As depicted in Figure 1, the quantity of CDK4/6i reports within the FAERS database demonstrated a consistent upward progression from 2015 to 2023. Additionally, the proportion of CDK4/6i reports associated with CVAEs presented an increasing tendency, ascending from 2.66% in 2015 to 10.47% during the period from the first quarter to the third quarter of 2024. This trend may signify a genuine escalation in the incidence of these events, as well as an enhanced awareness of such risks among healthcare providers and patients. Meanwhile, approximately 90.5% of patients (n = 4264) experienced serious outcomes with available follow-up data (Figures 2A,B). Of note, the study showed that ribociclib-associated CVAEs resulted in a higher proportion of deaths compared to other CDK4/6i, although these results are preliminary and warrant further validation in larger-scale or prospective studies. Consequently, as the prevalence of CDK4/6i usage broadens (Slamon D. et al., 2024), the concomitant cardiovascular risks will mandate periodic updates of clinical management guidelines to refine therapeutic strategies and improve the quality of life for patients receiving these treatments.

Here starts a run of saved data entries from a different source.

PR #116, opened 2021-02-15
Add enumerate feature to convert operator

van-fs:
This PR addresses a few issues seen with Tealium users.
- The sample rule needs frequent updates to convert strings to numbers
- `order_` information was not included in the original sample
- The `convert` operator could do a better job of intelligently converting to numbers

An `enumerate` option was added to `convert`.  The intent is that if specified, `convert` will try to automatically convert strings to numbers.  There was a fair amount of cleanup needed in convert, and I broke the handler into stages:
- Enumerate any strings if desired
- Convert any additional properties specifically
- Reduce any single item arrays to a single value if needed

Two test utility methods `expectValid` and `expectInvalid` were added to make the validate tests more legible.  (We should refactor other tests later).

### DIFF
--- a/test/operator-convert.spec.ts
+++ b/test/operator-convert.spec.ts
@@ -3,6 +3,7 @@ import 'mocha';
 
 import { OperatorFactory } from '../src/factory';
 import { ConvertOperator } from '../src/operators';
+import { expectInvalid, expectValid } from './utils/mocha';
 
 const item = {
   quantity: '10',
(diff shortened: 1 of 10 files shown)


test/operator-convert.spec.ts
```diff
@@ -21,40 +22,33 @@ const item = {
...
+    });
+    expectValid({ name: 'convert', properties: 'price,tax', type: 'real' });
+    expectValid({ name: 'convert', properties: ['price', 'tax'], type: 'real' });
+
+    expectInvalid({ name: 'convert' }, 'properties or enumerate or both is needed');
+    expectInvalid({ name: 'convert', properties: 'price' }, 'must also specify type');
+    expectInvalid({ name: 'convert', type: 'real' }, 'must specify properties');
+    expectInvalid({ name: 'convert', enumerate: 'true' }, 'enumerate should be a bool');
+    expectInvalid({ name: 'convert', properties: ['price', 'tax'], type: 'array' }, 'array is not valid');
+    expectInvalid({
```
TrevorFSmith, line 46: Are there conflicting combinations of properties that we should error or warn about?

TrevorFSmith (approved):
LGTM.

I left a comment asking whether the operator should error or warn when incorrectly configured, but that's nit that you can ignore or address at will.

test/operator-convert.spec.ts
van-fs: I _think_ I have them all accounted for.  The one gray area is probably `force` with `enumerate`.  I'll add a card to track.

van-fs:
Validation of rules results in throwing `Error`, which in the `Observer` gets handled as `logger.error`.  I've started to use `warn` more so as an indicator that something unexpected occurred but a total failure did not occur.  For example, failing to register a rule is an error.  Being unable to convert a property is a warning because as messy as data layers are, it's possible to convert successfully on one page but incorrectly on another.  I think it's helpful to dial back this level of feedback so that errors are surfacing more widespread, total failures while warnings could be sporadic or partial failures.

As illustrated in Figure 3, our disproportionality analysis revealed that the most significant CVAEs for abemaciclib at the SMQ level was VTE (n = 210; ROR025:2.24), which was in line with evidence from RCTs (Rugo et al., 2021) and further strengthens the conclusion that it may increase the risk of VTE in breast cancer patients (Hua et al., 2024; Watson et al., 2022). Furthermore, specific CVAEs at the PT level associated CDK4/6i were first disclosed in the present study. Data from the pivotal PALOMA-2 trial showed that 0.9% of the 444 patients in the pabocinib/letrozole combination trial arm experienced pulmonary embolism (Finn et al., 2016). Similarly, in our pharmacovigilance analysis, pulmonary thrombosis were detected as a significant disproportionality signal for palbociclib at the PT level (n = 109; ROR025:3.02) (Figure 4B). Of note, cerebrovascular accidents and thrombosis are emerging CVAEs that occurred with all three CDK4/6i (Figure 4D), the interpretation of these data is unclear. On the whole, our results support that thrombotic events appear to be a class of risk that exists for CDK4/6i (Raschi et al., 2021; Watson et al., 2023). Despite an extensive clinical evidence base implicating thrombosis in patients treated with CDK 4/6i, no studies have yet elucidated the underlying mechanisms driving this prothrombotic state (Watson et al., 2023). Considering that VTE ranks as the second major cause of death in cancer patients following cancer progression, there is an urgent need for validated risk scores and effective thromboprophylaxis strategies specifically tailored to CDK4/6i-associated VTE (Khorana et al., 2007; West et al., 2021).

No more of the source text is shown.